Wireless Channel Prediction with Location Uncertainty
Spatial wireless channel prediction is important for future wireless networks, and
in particular for anticipatory networks to perform proactive resource allocation
at different layers of the protocol stack. In this thesis, we study location-aware
channel prediction with uncertainty in location information and understand its utilization to enhance the communication capabilities in wireless networks.
Paper A discusses challenges of 5G networks, which include an increase in traffic and number of devices, robustness for mission-critical services, and a reduction in total energy consumption and latency. We then argue how location information can be leveraged in addressing several of the key challenges in 5G with location-aware channel prediction by maintaining a channel database. We use Gaussian processes (GP) from machine learning in developing a framework for location-aware channel prediction. We then give a broad overview of using location-aware channel prediction in addressing the aforementioned challenges across different layers of the protocol stack.

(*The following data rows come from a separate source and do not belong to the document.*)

PR #597, opened 2026-06-11
fix: consecutive builds are working again

AlexanderLanin:
See comment in code for explanation.


AlexanderLanin (commented):
We can discuss running docs twice in CI independent of this quick fix

AlexanderLanin:
Note: consumer test failing for score is due to an independent error. score main branch is broken since ~8h.

MaximilianSoerenPollak (approved):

In Paper B, we investigate two frameworks, classical Gaussian processes (cGP) and uncertain Gaussian processes (uGP), and analyze the impact of location uncertainty
during both training and testing. We have demonstrated that, when heterogeneous location uncertainties are present, the cGP framework is unable to (i) learn the underlying channel parameters properly; (ii) predict the expected channel quality metric. By introducing a GP that operates directly on the location distribution, we find uGP, which is able to both learn and predict in the presence of location uncertainties.
Paper C studies the tradeoffs in utilizing location information in the robust link scheduling problem (RLSP) at the medium access control layer. We compare two approaches to RLSP, one using channel gain estimates and the other using location information. Our comparison reveals that both approaches yield similar
performances, but with different overhead.